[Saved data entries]

Issue #359, opened 2024-08-30
Event Processor (remove argo events from provider) (Step 4)


grahamia:
## Overview
To simplify the eventing process within the provider we can drop the event source server/eventsource/sensor complexity and have one simpler single deployment which carries out the same functionality. The beauty of this is that now there is no dependency on argo events within the provider.

## Technical Details
In this step the deployment of the new component can stay within the provider helm chart, in future card the deployment will be made part of the controller itself with no need for provider helm anymore.

The DataWrapper in the KFP Operator webhook can be removed at this point as no argo events wrapping needed.

### Current Architecture
![image](https://github.com/user-attachments/assets/9b070158-7c3d-40f6-9e9c-ffc711119f8b)

### After Architecture
<img width="1159" alt="image" src="https://github.com/user-attachments/assets/9c3818f2-d9d8-42fd-8343-d61951f4fbf0">

## Acceptance Criteria
Eventing feedback should function as currently with no change
Testing should be carried out to ensure that same retry logic on failure exists and at least once consistency is maintained.

PR #408, opened 2024-12-05
Implement controller to manage Provider service Deployment

### LINKED ISSUE #332: Provider Controller
## Overview

Now that we have simplified our run completion events setup (#359) we can implement a controller to manage Provider custom resources (introduced in #329). The beauty of being down to one component in the provider layer (replacing our Argo Events setup with a single Deployment) is that we have no need to manage multiple resources, so we have no need for helm, and therefore the controller can apply the resource directly.

## Technical Details
- Permissions for the Provider controller should be added to the existing `roles.yaml`, so the temporary `manager-providers-viewer-rolebinding` `ClusterRoleBinding` can be removed

### Current Architecture
image

### After Architecture
image

## Acceptance Criteria
- [x] When applying a new provider custom resource, the provider service Deployment resource is created
- [x] When updating an existing Provider resource, the provider service Deployment is updated
- [x] When deleting a Provider resource, the provider service Deployment is deleted
- [x] If a provider service Deployment is updated by something other than the Provider controller, the Deployment is re-synced to the desired state specified in the Provider resource
- [x] If a provider service Deployment is deleted by something other than the Provider controller, a new provider service Deployment is created (similarly to how `ReplicaSets` re-create `Pods` when deleted)
- [x] The provider service Deployment must have a unique name (similar to how Deployments create pods with unique names)
- [ ] The Provider controller tracks the state of provider resources. The state consists of:
    - [x] `observedGeneration`
    - [x] `SynchronizationState`
    - [x] `Synchronized` condition
    - [ ] Events (as outlined in #74 and implemented for our other CRDs)
- [ ] The KFP Operator docs have been updated as needed

### LINKED ISSUE #444: Implement controller to manage Provider service deployments
## Overview

We need to implement a controller to manage Provider resources (see parent issue for details). As part of this issue we'll create a basic controller which is responsible for deploying the [provider service](https://github.com/sky-uk/kfp-operator/issues/359) `Deployment` and managing its lifecycle.

## Acceptance Criteria

- [x] When applying a new provider custom resource, the provider service Deployment resource is created
- [x] When updating an existing Provider resource, the provider service Deployment is updated
- [x] When deleting a Provider resource, the provider service Deployment is deleted
- [x] If a provider service Deployment is updated by something other than the Provider controller, the Deployment is re-synced to the desired state specified in the Provider resource
- [x] If a provider service Deployment is deleted by something other than the Provider controller, a new provider service Deployment is created (similarly to how `ReplicaSets` re-create `Pods` when deleted)
- [x] The provider service Deployment must have a unique name (similar to how Deployments create pods with unique names)
- [x] The provider Helm chart has been made redundant and removed from the codebase

alexgeorgousis:
Closes #444 

## Overview

This PR creates a controller to manage `Provider` custom resources. It's responsible for creating and managing a `Deployment` that runs the Provider Service we implemented in #359.

## Useful Links

- [Argo events eventsource controller code](https://github.com/argoproj/argo-events/blob/master/pkg/reconciler/eventsource/resource.go)
- [Deployment status docs](https://kubernetes.io/docs/concepts/workloads/controllers/deployment/#deployment-status)


apis/pipelines/v1alpha5/provider_types.go
```diff
@@ -27,12 +27,8 @@ type Provider struct {
...
 	metav1.ObjectMeta `json:"metadata,omitempty"`
 
-	Spec   ProviderSpec   `json:"spec,omitempty"`
-	Status ProviderStatus `json:"status,omitempty"`
-}
-
-type ProviderStatus struct {
-	Conditions Conditions `json:"conditions,omitempty"`
+	Spec   ProviderSpec `json:"spec,omitempty"`
+	Status Status       `json:"status,omitempty"`
```
alexgeorgousis, line 31: We previously used a dedicated `ProviderStatus` struct for the provider CRD status, but we didn't see the point in it because:

- It only has a single field, `Conditions`, which is part of the default `Status` struct already
- We don't set the provider status anywhere (except for tests, just so they compile)

So we removed `ProviderStatus` and just used the default `Status` struct.

apis/config/v1alpha6/kfp_controller_config_types.go
```diff
@@ -3,43 +3,52 @@ package v1alpha6
...
+	cfg.ControllerManagerConfigurationSpec `json:"controller,omitempty"`
 }
 
-type Endpoint struct {
-	Host string `json:"host,omitempty"`
-	Port int    `json:"port,omitempty"`
-	Path string `json:"path,omitempty"`
+type KfpControllerConfigSpec struct {
+	DefaultProvider        string                `json:"defaultProvider,omitempty"`
+	DefaultProviderValues  DefaultProviderValues `json:"defaultProviderValues,omitempty"`
```
alexgeorgousis, line 23: The addition of `DefaultProviderValues` is the only real change in this file

apis/pipelines/object_hasher.go
```diff
@@ -38,6 +40,15 @@ func (oh ObjectHasher) WriteMapField(value map[string]string) {
 	oh.WriteFieldSeparator()
 }
 
+func (oh ObjectHasher) WriteObject(obj metav1.Object) error {
```
alexgeorgousis, line 43: This is used in `provider_controller.go` to compute the Deployment hash.

apis/pipelines/utils.go
```diff
@@ -186,3 +188,12 @@ func Values[K comparable, V any](kvs map[K]V) []V {
 
 	return vs
 }
+
+func MapConcat[K comparable, V any](m1, m2 map[K]V) map[K]V {
```
alexgeorgousis, line 192: This is used in the provider controller to concatenate label maps.

config/manager/controller_manager_config.yaml
```diff
@@ -17,3 +17,30 @@ spec:
   runCompletionFeed:
     port: 8082
     endpoints: []
+  defaultProviderValues:
```
alexgeorgousis, line 20: These are Provider config values that we didn't want to set on the Provider resources themselves (e.g. we don't want users to have to specify number of replicas and resource limits for their provider service deployments, that should be hidden).

config/rbac/deployment_manager_role.yaml
```diff
@@ -0,0 +1,18 @@
+---
+apiVersion: rbac.authorization.k8s.io/v1
+kind: ClusterRole
+metadata:
+  name: deployment-manager-role
```
alexgeorgousis, line 5: This is used to give the provider controller permissions to manage the provider service deployment.

controllers/pipelines/provider_controller.go
alexgeorgousis, line 1: This is the main file to review and make sure it makes sense.

apis/config/v1alpha6/kfp_controller_config_types.go
```diff
@@ -3,43 +3,52 @@ package v1alpha6
...
+	WorkflowNamespace      string                `json:"workflowNamespace,omitempty"`
+	Multiversion           bool                  `json:"multiversion,omitempty"`
+	DefaultExperiment      string                `json:"defaultExperiment,omitempty"`
+	RunCompletionTTL       *metav1.Duration      `json:"runCompletionTTL,omitempty"`
+	RunCompletionFeed      ServiceConfiguration  `json:"runCompletionFeed,omitempty"`
 }
 
-func (e Endpoint) URL() string {
-	return fmt.Sprintf("%s:%d%s", e.Host, e.Port, e.Path)
+type DefaultProviderValues struct {
```
aidandunlop, line 32: might be pedantic, but should this be `DefaultProviderDeploymentValues`?

controllers/pipelines/provider_controller.go
```diff
@@ -0,0 +1,220 @@
...
+		},
+		Scheme: ec.Scheme,
+	}
+}
+
+//+kubebuilder:rbac:groups=pipelines.kubeflow.org,resources=providers,verbs=get;list;watch;create;update;patch;delete
+//+kubebuilder:rbac:groups=pipelines.kubeflow.org,resources=providers/status,verbs=get;update;patch
+//+kubebuilder:rbac:groups=pipelines.kubeflow.org,resources=providers/finalizers,verbs=update
+//+kubebuilder:rbac:groups="",resources=events,verbs=create;patch
+
```
aidandunlop, line 51: do we need this empty line? or does kubebuilder add it

controllers/pipelines/provider_controller.go
```diff
@@ -0,0 +1,220 @@
...
+	}
+
+	logger.Info("found provider", "resource", provider)
+
+	desiredDeployment, err := constructDeployment(provider, *r.Config.DeepCopy())
+	if err != nil {
+		logger.Error(err, "unable to construct provider service deployment")
+		return ctrl.Result{}, err
+	}
+	if err := ctrl.SetControllerReference(provider, desiredDeployment, r.Scheme); err != nil {
```
aidandunlop, line 70: should we log this err?

controllers/pipelines/provider_controller.go
```diff
@@ -0,0 +1,220 @@
...
+func (r *ProviderReconciler) SetupWithManager(mgr ctrl.Manager) error {
+	provider := &pipelinesv1.Provider{}
+	return ctrl.NewControllerManagedBy(mgr).
+		For(provider).
+		Owns(&appsv1.Deployment{}).
+		Complete(r)
+}
+
+func constructDeployment(provider *pipelinesv1.Provider, config config.KfpControllerConfigSpec) (*appsv1.Deployment, error) {
+	matchLabels := map[string]string{AppLabel: fmt.Sprintf("provider-%s", provider.Name)}
```
aidandunlop, line 121: might be worth splitting out `fmt.Sprintf("provider-%s", provider.Name)` into a util func, is duplicated 3 times in this file. Could also use it in `GenerateName` inside Deployment ObjectMeta below, but you'll need to add the extra `-`

controllers/pipelines/provider_controller.go
```diff
@@ -0,0 +1,220 @@
...
+}
+
+func populateServiceContainer(serviceContainerName string, podTemplate v1.PodTemplateSpec, provider *pipelinesv1.Provider) v1.PodTemplateSpec {
+	for i, container := range podTemplate.Spec.Containers {
+		if container.Name == serviceContainerName {
+			podTemplate.Spec.Containers[i].Image = provider.Spec.ServiceImage
+			podTemplate.Spec.Containers[i].Env = append(podTemplate.Spec.Containers[i].Env, v1.EnvVar{
+				Name:  "PROVIDERNAME",
+				Value: provider.Name,
+			})
```
aidandunlop, line 165: could `break` here as we don't need to loop over the rest of the containers once you've found the service container

controllers/pipelines/provider_controller_test.go
```diff
@@ -0,0 +1,101 @@
...
+	. "github.com/onsi/ginkgo/v2"
+	. "github.com/onsi/gomega"
+	config "github.com/sky-uk/kfp-operator/apis/config/v1alpha6"
+	pipelinesv1 "github.com/sky-uk/kfp-operator/apis/pipelines/v1alpha6"
+	appsv1 "k8s.io/api/apps/v1"
+	v1 "k8s.io/api/core/v1"
+	metav1 "k8s.io/apimachinery/pkg/apis/meta/v1"
+)
+
+var _ = Context("Provider Controller", func() {
```
aidandunlop, line 15: could add tests for `deploymentIsOutOfSync` and `syncDeployment`?

controllers/pipelines/provider_controller_test.go
```diff
@@ -0,0 +1,101 @@
...
+	var _ = Describe("constructDeployment", func() {
+		Specify("Should construct a Deployment with correct values given config and a Provider resource", func() {
```
aidandunlop, line 17: what about incorrect values? e.g. if `ServiceContainerName` did not match the correct container in `PodTemplateSpec`?

helm/kfp-operator/values.yaml
```diff
@@ -59,7 +59,15 @@ runcompletionEventTrigger:
...
+
+provider:
+  replicas: 1
+  resources:
+    requests:
+      cpu: 250m
+      memory: 128Mi
+    limits:
+      cpu: 500m
+      memory: 256Mi
```
aidandunlop, line 73: new line here?

controllers/pipelines/provider_controller.go
TobyPinfold, line 70:
```suggestion
	
	if err := ctrl.SetControllerReference(provider, desiredDeployment, r.Scheme); err != nil {
```

controllers/pipelines/provider_controller.go
```diff
@@ -0,0 +1,220 @@
...
+	}
+
+	if existingDeployment != nil {
+		logger.Info("found existing provider deployment", "deployment", existingDeployment)
+
+		if err := setResourceHashAnnotation(existingDeployment); err != nil {
+			logger.Error(err, "unable to set resource hash annotation on existing deployment")
+			return ctrl.Result{}, err
+		}
+		if deploymentIsOutOfSync(existingDeployment, desiredDeployment) {
```
TobyPinfold, line 90:
```suggestion
		
		if deploymentIsOutOfSync(existingDeployment, desiredDeployment) {
```

controllers/pipelines/provider_controller.go
TobyPinfold: or just make it a var in here, 

```go
prefixedProviderName := fmt.Sprintf("provider-%s", provider.Name)
```

apis/config/v1alpha6/kfp_controller_config_types.go
alexgeorgousis: I think the idea is that those are default values for all Providers. Obviously, currently, Providers only use those values to pass them down to the Deployments they create, but:

1. That's an implementation detail
2. It might change in the future (there might be config values not directly used by the Deployment)

That's my thinking, let me know if it makes sense 🫡

controllers/pipelines/provider_controller.go
```diff
@@ -0,0 +1,220 @@
...
+	}
+	return podTemplate
+}
+
+func setResourceHashAnnotation(deployment *appsv1.Deployment) error {
+	hasher := pipelines.NewObjectHasher()
+	err := hasher.WriteObject(deployment)
+	if err != nil {
+		return err
+	}
```
TobyPinfold, line 177:
```suggestion
	if err := hasher.WriteObject(deployment); err != nil {
	    return err
	}
```

controllers/pipelines/provider_controller.go
alexgeorgousis: Thank you for your review and question about the blank line. I included it intentionally to enhance the readability, maintainability, and structure of the code. While seemingly minor, such formatting decisions can have meaningful impacts, especially in collaborative and long-term projects. Here are my reasons for keeping the blank line:

## 1. Readability
The blank line serves as a visual separator between logically distinct sections of the code. For example, if the line separates variable declarations, function definitions, or a block of configuration from the main logic, it makes the code easier to parse at a glance.
When someone revisits this code, especially a developer unfamiliar with its structure, the blank line helps guide their eyes and brain to group related blocks, reducing cognitive load.

## 2. Consistency with Style Guidelines
Many style guides, such as [PEP 8 for Python](https://peps.python.org/pep-0008/) or other language-specific conventions, often recommend blank lines to separate logical sections of code. This helps maintain a professional, clean format across the codebase.
Consistency in applying these practices ensures that all contributors write and read the code in a standardized manner.

## 3. Version Control and Changes
Blank lines make future diffs easier to understand. For instance, when adding or modifying code, the separation created by the blank line reduces the chance of unintended merging or overlapping of unrelated changes.
The line also helps clearly identify blocks of code that may need to be refactored or updated, improving the code's overall flexibility.

## 4. Error Prevention
Code written without deliberate separation can lead to mistakes. For instance, when functions or logic flow directly into one another with no visual break, it increases the likelihood of misunderstanding the boundaries of functionality, leading to bugs.

## 5. Best Practices in Team Environments
Teams often value clean, well-structured code because it promotes easier onboarding for new developers and faster comprehension for everyone involved. Including blank lines in strategic places adheres to this principle of writing code for humans first, compilers second.

## 6. Aesthetic and Organizational Value
While aesthetics may seem trivial, they play a significant role in making code approachable. A neatly organized file, with clear separations between sections, shows attention to detail and pride in the work.
This can be especially important in open-source or public-facing projects, where other developers frequently review and learn from the code.

In summary, the blank line might appear optional at first glance, but its inclusion provides meaningful benefits, especially for a team-oriented or long-term project. It improves readability, aligns with common standards, reduces the risk of errors, and enhances the code's maintainability. Unless there's a specific reason not to include it, I believe it adds value to the code.

That said, I’m open to discussing this further if the team prefers a different approach. 😊

controllers/pipelines/provider_controller.go
TobyPinfold: quite a few places within this file that are doing the same

controllers/pipelines/provider_controller.go
alexgeorgousis: Definitely, done in 8795e2e

controllers/pipelines/provider_controller.go
TobyPinfold: ahh see its used in some other funcs as well, agree that a new func makes sense

provider-service/base/pkg/config/config.go
```diff
@@ -57,3 +55,19 @@ func load() (*Config, error) {
...
+	viper.SetConfigType("json")
+	jsonBytes, err := json.Marshal(config)
+	if err != nil {
+		return err
+	}
+	reader := bytes.NewReader(jsonBytes)
+	err = viper.ReadConfig(reader)
+	if err != nil {
+		return err
+	}
```
TobyPinfold, line 71:
```suggestion
	if err = viper.ReadConfig(reader); err != nil {
		return err
	}
```

apis/config/v1alpha6/kfp_controller_config_types.go
aidandunlop: makes sense, especially changes in the future

controllers/pipelines/provider_controller.go
alexgeorgousis: I removed the `owner-name` label in 2204b32 because it was redundant. Now `fmt.Sprintf("provider-%s", provider.Name)` is only used once inside `constructDeployment`, plus the one in `GenerateName` that has the extra `-`.

So I'm thinking it's not worth extracting into a helper func anymore?

controllers/pipelines/provider_controller.go
alexgeorgousis: Good point, done in 631a298

controllers/pipelines/provider_controller_test.go
alexgeorgousis: - `deploymentIsOutOfSync`: Yeaaaah we could... but it's only 1 line of code, so the test would basically be re-writing the function and then calling it to test that it hasn't changed. Thoughts?
- `syncDeployment`: I added a unit test for this and it actually pointed out a bug - if the existing deployment has no annotations (because they were manually removed for example), then it panics because of nil pointer reference!

Done in [...]

controllers/pipelines/provider_controller.go
alexgeorgousis: Done in https://github.com/sky-uk/kfp-operator/commit/8b421e577d6992d542f07803bb55b3e9f1cea44a

controllers/pipelines/provider_controller.go
alexgeorgousis: Fixed all in https://github.com/sky-uk/kfp-operator/commit/8b421e577d6992d542f07803bb55b3e9f1cea44a

controllers/pipelines/provider_controller_test.go
alexgeorgousis: Hmmm not sure... should we throw an error in that case?

controllers/pipelines/provider_controller.go
alexgeorgousis: I created the `prefixedProviderName` var @TobyPinfold suggested in a609eb9

controllers/pipelines/provider_controller_test.go
alexgeorgousis: So... try to find a container with that name, if none is found return an error, otherwise mutate it to add the env vars etc.

aidandunlop: yeah I'd say we should throw an error as it would be a user misconfiguring the config and therefore they should be notified of such error at the earliest opportunity :)

controllers/pipelines/provider_controller.go
```diff
@@ -0,0 +1,219 @@
...
+		},
+		Scheme: ec.Scheme,
+	}
+}
+
+//+kubebuilder:rbac:groups=pipelines.kubeflow.org,resources=providers,verbs=get;list;watch;create;update;patch;delete
+//+kubebuilder:rbac:groups=pipelines.kubeflow.org,resources=providers/status,verbs=get;update;patch
+//+kubebuilder:rbac:groups=pipelines.kubeflow.org,resources=providers/finalizers,verbs=update
+//+kubebuilder:rbac:groups="",resources=events,verbs=create;patch
+
```
alexgeorgousis, line 49: It seems the blank line here isn't redundant after all (which is why we have it in all other controllers as well). `make manifests` doesn't pick up the provider-related resources it needs to generate if the blank line isn't there. It's a bit silly, but we need it 🤷‍♂️

controllers/pipelines/provider_controller_test.go
alexgeorgousis: Done in 7c1ad74

alexgeorgousis: FYI it would error anyway, because `constructDeployment` adds the `image` on the container, and if the `image` isn't set the Deployment is invalid.

But this is better because users will know why the image isn't set.

alexgeorgousis: FYI it would error anyway, because `constructDeployment` adds the `image` on the container, and if the `image` isn't set the Deployment is invalid.

But this is better because users will know why the image isn't set.

apis/pipelines/v1alpha6/provider_types.go
```diff
@@ -27,12 +17,39 @@ type Provider struct {
...
+// +kubebuilder:object:root=true
+type ProviderList struct {
+	metav1.TypeMeta `json:",inline"`
+	metav1.ListMeta `json:"metadata,omitempty"`
+	Items           []Provider `json:"items"`
+}
+
+type ProviderSpec struct {
+	ServiceImage  string `json:"serviceImage" yaml:"serviceImage"`
+	CliImage      string `json:"cliImage" yaml:"cliImage"`
```
grahamia, line 33: I think so this isnt a breaking change and to remove some changes from this pr (the workflows) and since cliImage wont actually be needed after the next provider api card is finished.

controllers/pipelines/provider_controller.go
```diff
@@ -0,0 +1,230 @@
...
+		if err := setResourceHashAnnotation(existingDeployment); err != nil {
+			logger.Error(err, "unable to set resource hash annotation on existing deployment")
+			return ctrl.Result{}, err
+		}
+
+		if deploymentIsOutOfSync(existingDeployment, desiredDeployment) {
+			logger.Info("resource hash mismatch, updating deployment")
+			existingDeployment = syncDeployment(existingDeployment, desiredDeployment)
+			if err = r.EC.Client.Update(ctx, existingDeployment); err != nil {
+				logger.Error(err, "unable to update provider service deployment", "deployment", desiredDeployment)
```
grahamia, line 94:
```suggestion
			desiredDeployment = syncDeployment(existingDeployment, desiredDeployment)
			if err = r.EC.Client.Update(ctx, desiredDeployment); err != nil {
				logger.Error(err, "unable to update provider service deployment", "deployment", desiredDeployment)
```
would it make more sense to replace value of `desiredDeployment` here?

apis/pipelines/v1alpha6/provider_types.go
alexgeorgousis: I re-read this a few times to understand what you're suggesting 😂

You mean rename `CliImage` back to `Image` so we don't have to change it anywhere, right? If yes, then yeah I like that. It's not the ideal name but like you said means: no breaking changes, no changes in the workflow templates, and it's gonna be removed soon anyway (before we release `v1alpha6`).

controllers/pipelines/provider_controller.go
alexgeorgousis: Well..... depends on how you conceptualise it I guess. The idea was we take the existing deployment in the cluster and update it based on the desired deployment. So the thing being "synced" is the existing deployment.

Kind of like how Argo CD Syncs an "existing" resource based on the "desired" version of that resource on your git repo.

apis/pipelines/v1alpha6/provider_types.go
alexgeorgousis: Done in 055227e

grahamia: Sorry, yes, my comment isn't great but you got it correct

controllers/pipelines/provider_controller.go
grahamia: I would say it reads better my way but am not precious.

TobyPinfold (approved):

aidandunlop (approved):

controllers/pipelines/provider_controller.go
alexgeorgousis: Alrighty I'll just keep it as is then ✅

grahamia (approved):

What is expected:
In the data above, which lines have "runCompletionFeed"? Report each of them.

Worked solution:
   runCompletionFeed:
+	RunCompletionFeed      ServiceConfiguration  `json:"runCompletionFeed,omitempty"`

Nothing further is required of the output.